Another musician in C.P.E. Bach's circle was his friend Carl Friedrich Christian Fasch, son of the violinist and composer Johann Friedrich Fasch, who, on the death of Kuhnau in 1722, had turned down the post, later awarded to Bach, of kantor at the Thomaskirche, where he himself had been trained. From 1756 Carl Fasch shared the role of harpsichord accompanist to Frederick the Great at Potsdam with C.P.E. Bach. He briefly succeeded Agricola as director of the Royal Opera in 1774 for two years. In 1786. the year of Frederick the Great's death, Hiller organised a monumental performance in Italian of Handel's Messiah in a Berlin cathedral, recreating the scale of the 1784 London Handel Commemoration described in Burney's detailed account of 1785. Three years later in 1789, Fasch started an informal group in Berlin, formed from singing students and music lovers, that met for rehearsals in private homes. In 1791, with the introduction of a "presence book", it became officially known as the Sing-Akademie zu Berlin and two years later was granted its own rehearsal room in the Royal Academy of Arts in Berlin. As a composer, Fasch had learnt the old methods of counterpoint from Kirnberger and, like the Academy of Ancient Music in London, his initial purpose in founding the Sing-Akademie was to revive interest in neglected and rarely performed sacred vocal music, particularly that of J.S. Bach, Graun and Handel. The society subsequently built up an extensive library of baroque music of all types, including instrumental music.

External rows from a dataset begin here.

PR #1777, opened 2019-03-01
Parser now uses object and prod/cons queue and object pool for example parsing

### LINKED ISSUE #1739: 8.6.1: --cb_adf silently makes two examples when single example has > 255 actions
#### Describe the bug
In VW ver. 8.6.1, when using `--cb_adf` and specifying a multiline example with over 254 actions, actions # 255 and beyond are silently interpreted as a new example

#### To Reproduce
Data used: https://gist.github.com/maxpagels/d432e5e16fdaef899c58d6c0b6795c3d
Run: `vw test.vw --cb_adf --progress 1`

#### Expected behavior
If 254 actions is a hard limit, a warning would perhaps be a good idea?

#### Observed Behavior
The output of VW indicates that the multiline example is in fact interpreted as two examples:

```
Num weight bits = 18
learning rate = 0.5
initial_t = 0
power_t = 0.5
using no cache
Reading datafile = test.vw
num sources = 1
    n.a.     n.a.            1            1.0  unknown        0:0...     1012
    n.a.     n.a.            2            2.0  unknown        0:0...        4

finished run
number of examples = 2
weighted label sum = 0.000000
average loss = n.a.
total feature number = 1016
```

Removing the last action from the input data ( resulting in 254 actions), works as expected:
```
Num weight bits = 18
learning rate = 0.5
initial_t = 0
power_t = 0.5
using no cache
Reading datafile = test.vw
num sources = 1
    n.a.     n.a.            1            1.0  unknown        0:0...     1012

finished run
number of examples = 1
weighted label sum = 0.000000
average loss = n.a.
total feature number = 1012
```

#### Environment
OS X, VW 8.6.1, CLI

jackgerrits:
- This replaces the fixed size example ring previously used
- Therefore there is now no limit on the number of lines in a multi line example
- Fixes #1739
- VW now uses generic queue based object pool for example objects
- Parser offers ready passed examples in a FIFO producer/consumer queue with bounded size (ring size is used)
- Performance impact of this change has not yet been tested
- Simplifies logic around handling the example objects and passing to learner through these abstractions
- `used_index` is no longer relevant
- `being_parsed_examples` and `end_parsed_examples` haven't been removed yet as they are used to set the `example_counter` and hasn't been replaced
- I used inheritance to represent the interface of the object pool as I thought it made it clear. It should not impact performance due to us using the class directly and a good compiler will devirtualize

@lokitoth and I discussed the following issue: The theoretical memory bound of examples is still maintained with this PR. `ring_size` is still used to control the size of the queue used by the parser and learner. However, there is an issue where if a multi line example is used, there is no upper bound on the number of samples it can contain and so an attacker could use this to increase memory consumption. Currently in this scenario memory will not increase unbounded but the example will be split at ring size which is just incorrect behavior. Therefore, we should do the work to put a hard limit on multiline example size in a strict mode or something for these sensitive situations.

### DIFF
--- a/vowpalwabbit/object_pool.h
+++ b/vowpalwabbit/object_pool.h
@@ -5,90 +5,68 @@
 
 namespace VW
 {
-
-// Not thread safe
-template <typename T, typename TInitializer>
+template <typename T>
 struct object_pool
 {
-  object_pool() = default;
-  object_pool(size_t initial_chunk_size, size_t chunk_size = 8)
-    : m_initial_chunk_size(initial_chunk_size),
-    m_chunk_size(chunk_size)
+  virtual void return_object(T*) = 0;
+  virtual T* get_object() = 0;
+  virtual bool empty() const = 0;
+  virtual size_t available() const = 0;
+  virtual size_t size() const = 0;
+  virtual bool is_from_pool(T*) const = 0;
+
+  virtual ~object_pool() {}
+};
+
+// Not thread safe
+template <typename T, typename TFactory>
+struct unbounded_object_pool : object_pool<T>
+{
+  unbounded_object_pool() = default;
+  unbounded_object_pool(size_t initial_size)
   {
-    new_chunk(initial_chunk_size);
+    for (size_t i = 0; i < initial_size; i++)
+    {
+      auto obj = m_factory();
+      m_pool_objects.insert(obj);
+      m_pool.push(std::unique_ptr<T>(obj));
+    }
   }
 
-  void return_object(T* obj)
+  void return_object(T* obj) override
   {
     assert(is_from_pool(obj));
-    m_pool.push(obj);
+    m_pool.push(std::unique_ptr<T>(obj));
   }
 
-  T* get_object()
+  T* get_object() override
   {
+    T* obj;
     if (m_pool.empty())
     {
-      new_chunk(m_chunk_size);
+      obj = m_factory();
+      m_pool_objects.insert(obj);
+    }
+    else
+    {
+      obj = m_pool.front().release();
+      m_pool.pop();
     }
 
-    auto obj = m_pool.front();
-    m_pool.pop();
     return obj;
   }
 
-  bool empty() const { return m_pool.empty(); }
+  bool empty() const override { return m_pool.empty(); }
 
-  size_t available() const { return m_pool.size(); }
+  size_t available() const override { return m_pool.size(); }
 
-  size_t size() const {
-    size_t size = 0;
-    auto num_chunks = m_chunk_bounds.size();
+  size_t size() const override { return m_pool_objects.size(); }
 
-    if(m_chunk_bounds.size() > 0 && m_initial_chunk_size > 0)
-    {
-      size += m_initial_chunk_size;
-      num_chunks--;
-    }
-
-    size += num_chunks * m_chunk_size;
-    return size;
-  }
-
-  bool is_from_pool(T* obj) const {
-    for(auto& bound : m_chunk_bounds)
-    {
-      if(obj >= bound.first && obj <= bound.second)
-      {
-        return true;
-      }
-    }
-
-    return false;
-  }
+  bool is_from_pool(T* obj) const override { return m_pool_objects.count(obj) != 0; }
 
  private:
-  void new_chunk(size_t size)
-  {
-    if(size == 0)
-    {
-      return;
-    }
-
-    m_chunks.push_back(std::unique_ptr<T[]>(new T[size]));
-    auto& chunk = m_chunks.back();
-    m_chunk_bounds.push_back({&chunk[0], &chunk[size - 1]});
-
-    for (size_t i = 0; i < size; i++)
-    {
-      m_pool.push(m_initializer(&chunk[i]));
-    }
-  }
-
-  std::queue<T*> m_pool;
-  std::vector<std::pair<T*, T*>> m_chunk_bounds;
-  std::vector<std::unique_ptr<T[]>> m_chunks;
-  TInitializer m_initializer;
-  size_t m_initial_chunk_size = 0;
-  size_t m_chunk_size = 8;
+  std::queue<std::unique_ptr<T>> m_pool;
+  std::set<T*> m_pool_objects;
+  TFactory m_factory;
 };
 }  // namespace VW
--- a/vowpalwabbit/object_pool.h
+++ b/vowpalwabbit/object_pool.h
@@ -11,8 +11,9 @@ template <typename T, typename TInitializer>
 struct object_pool
 {
   object_pool() = default;
-  object_pool(size_t initial_chunk_size, size_t chunk_size = 8)
-    : m_initial_chunk_size(initial_chunk_size),
+  object_pool(size_t initial_chunk_size, TInitializer initializer = {}, size_t chunk_size = 8)
+    : m_initializer(initializer),
+    m_initial_chunk_size(initial_chunk_size),
     m_chunk_size(chunk_size)
   {
     new_chunk(initial_chunk_size);
--- a/vowpalwabbit/object_pool.h
+++ b/vowpalwabbit/object_pool.h
@@ -81,6 +81,9 @@ struct object_pool
 
     for (size_t i = 0; i < size; i++)
     {
+      // TODO fix need to memset to 0
+      memset(&chunk[i], 0, sizeof(T));
+      new (&chunk[i]) T{};
       m_pool.push(m_initializer(&chunk[i]));
     }
   }
--- a/vowpalwabbit/object_pool.h
+++ b/vowpalwabbit/object_pool.h
@@ -5,68 +5,90 @@
 
 namespace VW
 {
-template <typename T>
-struct object_pool
-{
-  virtual void return_object(T*) = 0;
-  virtual T* get_object() = 0;
-  virtual bool empty() const = 0;
-  virtual size_t available() const = 0;
-  virtual size_t size() const = 0;
-  virtual bool is_from_pool(T*) const = 0;
-
-  virtual ~object_pool() {}
-};
 
 // Not thread safe
-template <typename T, typename TFactory>
-struct unbounded_object_pool : object_pool<T>
+template <typename T, typename TInitializer>
+struct object_pool
 {
-  unbounded_object_pool() = default;
-  unbounded_object_pool(size_t initial_size)
+  object_pool() = default;
+  object_pool(size_t initial_chunk_size, size_t chunk_size = 8)
+    : m_initial_chunk_size(initial_chunk_size),
+    m_chunk_size(chunk_size)
   {
-    for (size_t i = 0; i < initial_size; i++)
-    {
-      auto obj = m_factory();
-      m_pool_objects.insert(obj);
-      m_pool.push(std::unique_ptr<T>(obj));
-    }
+    new_chunk(initial_chunk_size);
   }
 
-  void return_object(T* obj) override
+  void return_object(T* obj)
   {
     assert(is_from_pool(obj));
-    m_pool.push(std::unique_ptr<T>(obj));
+    m_pool.push(obj);
   }
 
-  T* get_object() override
+  T* get_object()
   {
-    T* obj;
     if (m_pool.empty())
     {
-      obj = m_factory();
-      m_pool_objects.insert(obj);
-    }
-    else
-    {
-      obj = m_pool.front().release();
-      m_pool.pop();
+      new_chunk(m_chunk_size);
     }
 
+    auto obj = m_pool.front();
+    m_pool.pop();
     return obj;
   }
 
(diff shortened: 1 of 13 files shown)


vowpalwabbit/object_pool.h
```diff
@@ -0,0 +1,72 @@
...
+// Not thread safe
+template <typename T, typename TFactory>
+struct unbounded_object_pool : object_pool<T>
+{
+  unbounded_object_pool() = default;
+  unbounded_object_pool(size_t initial_size)
+  {
+    for (size_t i = 0; i < initial_size; i++)
+    {
+      auto obj = m_factory();
```
kumpera: We should allocate this initial set of objects through `new T[]` to make sure they are contiguous and packed.

vowpalwabbit/object_pool.h
```diff
@@ -0,0 +1,72 @@
...
+    return obj;
+  }
+
+  bool empty() const override { return m_pool.empty(); }
+
+  size_t available() const override { return m_pool.size(); }
+
+  size_t size() const override { return m_pool_objects.size(); }
+
+  bool is_from_pool(T* obj) const override { return m_pool_objects.count(obj) != 0; }
```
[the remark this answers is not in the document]
jackgerrits: Yes, this is used elsewhere in the codebase to determine if an example was from the ring (now the object pool) and act accordingly

vowpalwabbit/object_pool.h
```diff
@@ -0,0 +1,72 @@
...
+
+ private:
+  std::queue<std::unique_ptr<T>> m_pool;
+  std::set<T*> m_pool_objects;
```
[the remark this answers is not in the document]
jackgerrits: Is there a different data structure you would suggest? Since values should be unique and we want at least log(n) lookup time. I could use std::unordered_set for average constant lookup.

This data structure us just used to maintain the list of all objects this pool manages, irrespective of if they are currently borrowed.

vowpalwabbit/object_pool.h
```diff
@@ -0,0 +1,72 @@
...
+  {
+    T* obj;
+    if (m_pool.empty())
+    {
+      obj = m_factory();
+      m_pool_objects.insert(obj);
+    }
+    else
+    {
+      obj = m_pool.front().release();
```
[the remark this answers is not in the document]
jackgerrits: Yeah, that could be good. I am a little hesitant about the behavior of the pool being destroyed and destroying objects that are currently in use. It seems like a weird situation though. What would you expect to happen in that case?

vowpalwabbit/object_pool.h
jackgerrits: Is it possible to mix the initial block initialization with the normal factory usage in a generic way that encompasses both? I agree that contiguous and packed would be optimal but not 100% sure how to get it to work

kumpera: If we allocate in chunks we can test membership by bounds checking against them.
We can have a fast path with data inline in the object pool itself with overflow using a std::vector of tuples.

I'll leave as an exercise to check when the constant factor cut in the linear cost due to chunking matches the cost of the logarithmic lookup of std::set.

jackgerrits: Can you explain more what you mean by a fast path with data inline using tuples?

We can get away from log lookup in the set by using an unordered set, and since we are storing pointers in it the hash is trivial

vowpalwabbit/parser.h
```diff
@@ -23,16 +23,33 @@ license as described in the file LICENSE.
...
+};
+
 struct parser
 {
   v_array<substring> channels;  // helper(s) for text parsing
   v_array<substring> words;
   v_array<substring> name;
 
+  std::mutex pool_lock;
+  std::unique_ptr<VW::unbounded_object_pool<example, example_factory>> example_pool;
```
JohnLangford: Why do we want a pointer to the example pool rather than the example pool?

vowpalwabbit/parser.h
```diff
@@ -23,16 +23,33 @@ license as described in the file LICENSE.
...
+  std::unique_ptr<VW::ptr_queue<example>> ready_parsed_examples;
```
JohnLangford: Again, why a pointer?  This seems like unnecessary boxing.

vowpalwabbit/queue.h
```diff
@@ -0,0 +1,86 @@
...
+namespace VW {
+  template <typename T>
+  class ptr_queue
+  {
+  public:
+    ptr_queue(size_t max_size)
+      : max_size(max_size)
+    {}
+
+    T* pop()
```
JohnLangford: Why pointer-not-reference?

JohnLangford:
High level comments:
1) Set is not an efficient datastructure because it involves pointer chasing.
2) Why don't we just have a vector of pointers to examples?
3) There seems to be some unnecessary boxing going on---that it would be cleaner to get rid of.
4) I don't understand the point of the inheritance here---it seems like a class without inheritance has all the same capabilities and is simpler.

vowpalwabbit/queue.h
jackgerrits: A reference implies the object is still managed by the pool, a pointer makes it clearer that is now free and must be returned

vowpalwabbit/parser.h
jackgerrits: The example pool must be constructed with the default size, so it would need to be done in the constructor. The constructor is currently hidden behind a `new_parser` method. While typing this out I am realizing it would be a good change to move this logic to a constructor. I'll add another commit for this

jackgerrits:
1. Good point, would unordered_set suffice?
2. To replace the queue? Queue is just an adapter over the container. To replace the set? I wanted the is_from_pool call to be better than linear over the objects in the pool. If you'd rather us just scan a vector we can do that.
3. I agree, I am working on removing the boxing
4. The inheritance here is simply a documentation/maintainability tool, and allows us to test different implementations easily. Functionally it has no effect though, so I am more than happy to remove.

JohnLangford:
This pull request **introduces 2 alerts** when merging 770d43ca57e372ef6dc781f2b0521bb6e16af639 into 112f9fe03101e7e3f64b731b033b2a6ffc3ebdc9 - [view on LGTM.com](https://lgtm.com/projects/g/VowpalWabbit/vowpal_wabbit/rev/pr-018ab21a32279e7630467112aad19f57af36a320)

**new alerts:**

* 2 for Resource not released in destructor

---

JohnLangford:
This pull request **introduces 2 alerts** when merging 721e1f6fb80c1ee5b59648667a54bf19ab90dda7 into 112f9fe03101e7e3f64b731b033b2a6ffc3ebdc9 - [view on LGTM.com](https://lgtm.com/projects/g/VowpalWabbit/vowpal_wabbit/rev/pr-31017c12024aca5a2994c275383e68257de6ee31)

**new alerts:**

* 2 for Resource not released in destructor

Interior of the Royal German Chapel, St James's Palace

Thanksgiving service in 1789 for the recovery of George III in St Paul's Cathedral. The Grand Organ, built by Father Smith with a case designed by Christopher Wren, can be seen in the background.

Despite Burney's antipathy towards Bach prior to 1800, there was an "awakening" of interest in the music of Bach in England, spurred on by the presence of émigré musicians from Germany and Austria, trained in the musical tradition of Bach. From 1782 Queen Charlotte, a dedicated keyboard player, had as music teacher the German-born organist Charles Frederick Horn; and in the same year Augustus Frederic Christopher Kollmann was summoned by George III from the Electorate of Hanover to act as organist and schoolmaster at the Royal German Chapel at St James's Palace. It is probable that they were instrumental in acquiring for her in 1788 a bound volume from Westphal of Hamburg containing Clavier-Übung III in addition to both books of The Well-Tempered Clavier. Other German musicians moving in royal circles included Johann Christian Bach, Carl Friedrich Abel, Johann Christian Fischer, Frederick de Nicolay, Wilhelm Cramer and Johann Samuel Schroeter.

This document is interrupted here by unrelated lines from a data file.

PR #1779, opened 2019-03-01
Fix resetting of cb_type when using dm with cb_explore_adf

### LINKED ISSUE #1778: when using --cb_type dm (cb_explore_adf) warning of resetting to --cb_type ips is incorrect
#### To Reproduce
Data:
[vw_bug.txt](https://github.com/VowpalWabbit/vowpal_wabbit/files/2921313/vw_bug.txt)

#### Expected behavior
As VW is warning that:
warning: cb_type must be in {'ips','dr','mtr'}; resetting to ips.

I expect --cb_type ips to behave exactly the same as --cb_type dm

#### Observed Behavior
```
>vw --cb_explore_adf --epsilon 0.05 -l 0.5 --dsjson vw_bug.txt -P 1 --cb_type ips
Num weight bits = 18
learning rate = 0.5
initial_t = 0
power_t = 0.5
using no cache
Reading datafile = vw_bug.txt
num sources = 1
-0.135135 -0.135135            1            1.0    known        0:0.111111...      205
-0.070946 -0.006757            2            2.0    known        0:0.955556...      205
-0.130631 -0.250000            3            3.0    known        2:0.955556...      205
-10.847973 -43.000000            4            4.0    known        4:0.955556...      205

finished run
number of examples = 4
weighted example sum = 4.000000
weighted label sum = 0.000000
average loss = -10.847973               <----------------------------------------
total feature number = 820

>vw --cb_explore_adf --epsilon 0.05 -l 0.5 --dsjson vw_bug.txt -P 1 --cb_type dm
warning: cb_type must be in {'ips','dr','mtr'}; resetting to ips.
Num weight bits = 18
learning rate = 0.5
initial_t = 0
power_t = 0.5
using no cache
Reading datafile = vw_bug.txt
num sources = 1
-0.135135 -0.135135            1            1.0    known        0:0.111111...      205
-0.070946 -0.006757            2            2.0    known        0:0.955556...      205
-0.130631 -0.250000            3            3.0    known        2:0.955556...      205
-0.160473 -0.250000            4            4.0    known        0:0.955556...      205

finished run
number of examples = 4
weighted example sum = 4.000000
weighted label sum = 0.000000
average loss = -0.160473               <----------------------------------------
total feature number = 820
```
#### Environment
What version of VW did you use? 8.6.1
What OS or language did you use? Windows command line

jackgerrits:
Fixes #1778 

This issue was caused by the fact that the valid cb_type was being checked after the rest of the reduction stack was initialized. It needed to be done before so the default of "ips" could be used.

### DIFF
--- a/vowpalwabbit/cb_explore_adf.cc
+++ b/vowpalwabbit/cb_explore_adf.cc
@@ -807,13 +807,6 @@ base_learner* cb_explore_adf_setup(options_i& options, vw& all)
     data->explore_type = EPS_GREEDY;
   }
 
-  multi_learner* base = as_multiline(setup_base(options, all));
-  all.p->lp = CB::cb_label;
-  all.label_type = label_type::cb;
-
-  // Extract from lower level reductions.
-  data->gen_cs.scorer = all.scorer;
-  data->cs_ldf_learner = as_multiline(all.cost_sensitive);
   data->gen_cs.cb_type = CB_TYPE_IPS;
   if (options.was_supplied("cb_type"))
   {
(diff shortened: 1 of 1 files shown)


lokitoth:
Reviewed in-person, but here are the comments: Looks good overall; please add a description of the issue and fix to the body.

marco-rossi29:
This fix looks good to me. I was thinking about it and before merging it I'd like to understand what was return by --cb_type dm without this fix. Was that garbage or was that actually something? In the first case, we are all fine. In the later case, we should enable --cb_type dm.

jackgerrits:
That may be a regression from the options refactor. It would be good to confirm if this was in 8.6.1, I'll check that

jackgerrits:
This bug existed in 8.6.1, so we should wait and clarify with @JohnLangford before continuing.

JohnLangford:
There are three confusing things going on here. 
1) --cb_type dm is not enumerated here leading to ill-defined behavior.  I believe this was an oversight so the defined semantics is unclear.  In this sense the patch seems fine since it's helping define something ill-defined.
2) --cb_explore_adf should not need to know about the cb_type since that isn't _used_ except in the cb_adf reduction.  Hence, there is a modularity failure.  This modularity failure involves cover, mtr, and dealing with shared features which together make a mess.   The clean way forward here is to break things out into   simpler separate reductions which may have potentially different requirements on base.  I'll open an issue around this to keep track of it.

JohnLangford:
A question about this one: 
Previously, the call to base was above the processing of --cb_type because --cb_type was not defined until setup_base was called.   Is this changed with the new options parsing?

jackgerrits:
Prior to the options change we dug out the "cb_type" before it was defined in the underlying reduction, so there is a small change there. The bug still existed then as well, and we broke the modularity of layers at that point too

JohnLangford:
It's structurally messy to have the option defined in a place where it's not (conceptually at least) needed.  We should try to remove cb_type from here going forward.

More significant for the 19th-century English Bach revival was the presence of a younger generation of German-speaking musicians in London, well versed in the theoretical writings of Kirnberger and Marpurg on counterpoint but not dependent on royal patronage; these included John Casper Heck (c. 1740 – 1791), Charles Frederick Baumgarten (1738–1824) and Joseph Diettenhofer (c. 1743 – c. 1799). Heck in particular promoted fugues in his treatise "The Art of Playing the Harpsichord" (1770), describing them later as "a particular stile of music peculiar to the Organ than the Harpsichord"; in his biographical entry for Bach in the 1780s in the Musical Library and Universal Magazine, he gave examples of counterpoint from Bach's late period (Canonic Variations, The Art of Fugue). Diettenhofer prepared A Selection of Ten Miscellaneous Fugues, including his own completion of the unfinished Contrapunctus XIV BWV 1080/19 from The Art of Fugue; prior to their publication in 1802 these were "tried at the Savoy Church, Strand before several Organists and eminent Musicians ... who were highly gratified and recommended their Publication." The enthusiasm of these German musicians was shared by the organist Benjamin Cooke and his student the organist and composer John Wall Calcott. Cooke knew them through the Royal Society of Musicians and had himself published a version of The Art of Fugue. Calcott corresponded with Kollmann about the musical theories of the Bach school. In 1798, he was one of the founding members of the Concentores Society, a club with a limited membership of twelve professional musicians, dedicated to composition in counterpoint and the stile antico.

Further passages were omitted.